The haemostatic system is not fully mature until 3 to 6 months of age. It is, therefore, essential to acknowledge that the differences observed between adults and infants are probably physiological and do not always reflect an underlying pathological condition. Several clinical observations support the hypothesis that children have natural protective mechanisms that justify the existence of these broad variations, since they have both an increased capacity to inhibit thrombin and a decreased capacity to generate it11,12. Despite the presence of specific homeostatic mechanisms equilibrating the haemostatic balance in neonates and infants, the concentration and activity of vitamin K-dependent procoagulant factors might be dramatically reduced due to insufficient storage and poor transfer of vitamin K across the placental barrier.

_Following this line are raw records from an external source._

PR #19, opened 2016-11-02
TEPHRA-35 Save compaction state for pruning invalid list

poornachandra:
JIRA - https://issues.apache.org/jira/browse/TEPHRA-35

Adds ability to save prune upper bound from the transaction snapshot used for compaction.

Note that the first two commits are re-factoring existing tests.

### DIFF
--- a/tephra-core/src/main/java/org/apache/tephra/TxConstants.java
+++ b/tephra-core/src/main/java/org/apache/tephra/TxConstants.java
@@ -345,4 +345,14 @@ public class TxConstants {
     public static final byte CURRENT_VERSION = 3;
   }
 
+  /**
+   * Configuration for data janitor
+   */
+  public static final class DataJanitor {
+    public static final String PRUNE_ENABLE = "data.tx.prune.enable";
+    public static final String PRUNE_STATE_TABLE = "data.tx.prune.state.table";
+
+    public static final boolean DEFAULT_PRUNE_ENABLE = false;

Although haemostasis might still be “appropriate” and the vast majority of neonates would not bleed, it is now universally accepted that all infants should be given prophylaxis with vitamin K at birth in order to prevent classical and late VKDB37,38. Although both intramuscular and oral administration of 1 mg of vitamin K protect against classical VKDB, a single oral dose does not protect all infants against late VKDB. The intramuscular route of administration of vitamin K prophylaxis has, therefore, been universally adopted, but oral administration should be continued subsequently, according to one of the available guidelines (Table I). This approach seems to effective at preventing VKDB, but also has some drawbacks, the foremost being the fact that available commercial products cost a hundred times more than the basic cost of their one active ingredient, so that broadening this policy to developing countries might be challenging22.